The 3% flow gets "consumed" by a Sort component. Except that I don't really think they do (right away). I believe that the Sort simply queues up the buffers, waiting for all of them to be given to it. It's doing what it's been designed to do - acting like a fully blocking component that needs to see all the buffers/rows before it emits any. However, the Sort is acting particularly poorly (in this case) because it's keeping the incoming rows inside the incoming buffers. Normally this isn't bad, and would actually be very smart. In this edge case of ours, it would make more sense to copy the incoming rows to another internal memory structure to release the 97% of rows that are "empty" in those buffers. But in normal cases, where you're sorting all (or almost all of) the rows inside an incoming buffer, it would be a waste of CPU and memory to make a copy of the incoming rows... that you're just going to discard anyway once you emit the sorted rows.
Bottom line - the Sort ends up holding on to (almost) EVERY ONE of my sparsely populated buffers. Buffers sized to hold 22 million rows, but only holding 1 million rows marked for its use by the Conditional Split.
The Solution - Defragment Your Buffers!
For those of you that scrolled to the bottom to get the TL;DR solution... you shouldn't have, because this probably won't work for you. It'll only work for those people that understand the problem they're having.
That said, it's fairly harmless to try this solution out. But do record baseline performance metrics on what your data flow's memory, CPU, disk, and time usage looks like so that you can determine if there's an improvement or not.
How do you "defragment" those sparsely populated buffers? Use a Union All.
The Union All is another asynchronous component just like the Sort - but it doesn't block like the Sort does. The Sort component won't process any inbound row until it has accumulated all of them. The Union All processes every incoming row as soon as it sees it... it just doesn't emit output buffers until it has full ones (or it's reached the end of the data).
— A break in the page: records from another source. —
PR #4000, opened 2021-08-21
Bootstrap v5: reversed order of events on active state of toggle buttons

jon48:
I have not found a statement supporting this in the Bootstrap v5 migration documentation, but it seems that the `click` event is now triggered **after** the `active` class has been toggled on toggle buttons (it used to be before), so that the state persistence logic needs to be reversed.

Could you please confirm you experience the same behavior before merging?

_Steps to reproduce_
With the current code (before PR), go to the the individuals table (same issue with families table), for instance the [PHILLIPS individuals on demo-dev](https://dev.webtrees.net/demo-dev/tree/demo/individual-list?surname=PHILLIPS):
- Assuming that the buttons are initially not active (`state-of-show-statistics = F` in local storage), toggle the "Show statistics charts" button to activate it ("Show parents" could be used as well for thes testing). 
- Making sure that the action has been completed, note the status of the button (it should be `active`).
- At that stage, you can check the local storage value: it will probably be `state-of-show-statistics = F` - which is not correct
- Refresh the page. 
- The expected behaviour is that the button "Show statistics" should be active. Based on my testing, it is not active.

Another test if to toggle successively the button, and check the `state-of-show-statistics` value in local storage, it does toggle, but with the opposite value as the one expected


fisharebest:
> Could you please confirm you experience the same behavior before merging?

I experience the same behaviour.

It seems this code is duplicated elsewhere (`persistentToggle()`)

* I guess this code should be de-duplicated.
* It would probably be good to initialise these using `data-` attributes - similar to bootstrap.
* It would probably be clearer if (like bootstrap) we name-spaced our `data-` attributes.  e.g. `data-wt-xxx`

PS - for similar PRs, could you only include the changes to `*.js` and `*.css` - and not (`*.min.js` and `*.min.css`).

Firstly, it can make it difficult to merge changes.  Secondly, it is bad-practice to merge changes to minified JS code, as it is difficult to review the changes.  I'm sure you haven't added anything malicious, but it is difficult to check.  I'll always run `npm run production` after merging any changes to `.js` and `.css` files anyway.

jon48:
> PS - for similar PRs, could you only include the changes to `*.js` and `*.css` - and not (`*.min.js` and `*.min.css`).

Understood. :+1: 
I thought I was making your life easier by providing the minified versions, but I understand your points, and will only commit the code change in the future.

Issue #4011, opened 2021-08-25
Problem with Egulias EmailValidator


hartenthaler:
Since several weeks I do not get any reminder message from the module "Reminder" of @UksusoFF. When seaching my site error log, I found the following messages (the cron job is started at 07:00 every day):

We're going to use that behaviour to our advantage here. If you simply drop a Union All in your data flow between your Conditional Split and Sort, you'll be telling SSIS to behave in a much better manner for your (and my) unusual data flow. The "sparse" buffers that get emitted by the Conditional Split will get "consumed" by the Union All. (In actuality, I believe those rows get marked as "dead" by the data flow engine, and when all rows in a buffer are marked "dead", the engine can dispose of the buffer.) New buffers emitted by the Union All are dense, requiring much less "commit charge" to hold.
It worked wonders for me on this particular data flow. My Commit Charge was only a few hundred KB higher than my Private Working Set for the package execution, and I received no memory warnings or errors on multiple executions. If you know you're manufacturing "sparse" buffers in your Data Flow - a Union All might be able to help you out.